[Records from a data source]

<<<<

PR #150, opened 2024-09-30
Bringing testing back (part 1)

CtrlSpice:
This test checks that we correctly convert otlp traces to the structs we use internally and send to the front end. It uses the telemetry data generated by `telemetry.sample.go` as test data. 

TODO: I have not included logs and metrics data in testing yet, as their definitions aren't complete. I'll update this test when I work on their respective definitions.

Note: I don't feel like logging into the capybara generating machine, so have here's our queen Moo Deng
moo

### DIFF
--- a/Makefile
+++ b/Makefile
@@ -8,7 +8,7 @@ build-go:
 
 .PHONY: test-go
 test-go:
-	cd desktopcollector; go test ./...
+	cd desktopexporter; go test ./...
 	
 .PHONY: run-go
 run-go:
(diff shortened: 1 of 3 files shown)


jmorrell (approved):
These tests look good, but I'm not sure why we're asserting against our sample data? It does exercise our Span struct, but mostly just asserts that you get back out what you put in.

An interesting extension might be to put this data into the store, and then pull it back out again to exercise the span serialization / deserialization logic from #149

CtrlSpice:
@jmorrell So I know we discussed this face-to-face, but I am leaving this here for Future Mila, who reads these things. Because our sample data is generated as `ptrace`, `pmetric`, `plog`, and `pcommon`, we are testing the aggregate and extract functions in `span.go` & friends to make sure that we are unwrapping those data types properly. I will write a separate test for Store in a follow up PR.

>>>>

- Aim of the task -
In the records above, collect each line with "that".

- Solution for this exercise -
This test checks that we correctly convert otlp traces to the structs we use internally and send to the front end. It uses the telemetry data generated by `telemetry.sample.go` as test data. 
These tests look good, but I'm not sure why we're asserting against our sample data? It does exercise our Span struct, but mostly just asserts that you get back out what you put in.
@jmorrell So I know we discussed this face-to-face, but I am leaving this here for Future Mila, who reads these things. Because our sample data is generated as `ptrace`, `pmetric`, `plog`, and `pcommon`, we are testing the aggregate and extract functions in `span.go` & friends to make sure that we are unwrapping those data types properly. I will write a separate test for Store in a follow up PR.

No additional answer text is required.